* _What is being asked_: The records that follow should be copied in full, exactly as they read.

* _Records to process_:

PR #143, opened 2017-01-23
Allow processing of incoming invocations in parallel

davidfowl:
- Don't wait on the response of an invocation to pick up
the next message from the channel.

PS: I need to write a test

### DIFF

* _Exercise result_:
PR #143, opened 2017-01-23
Allow processing of incoming invocations in parallel

davidfowl:
- Don't wait on the response of an invocation to pick up
the next message from the channel.

PS: I need to write a test

### DIFF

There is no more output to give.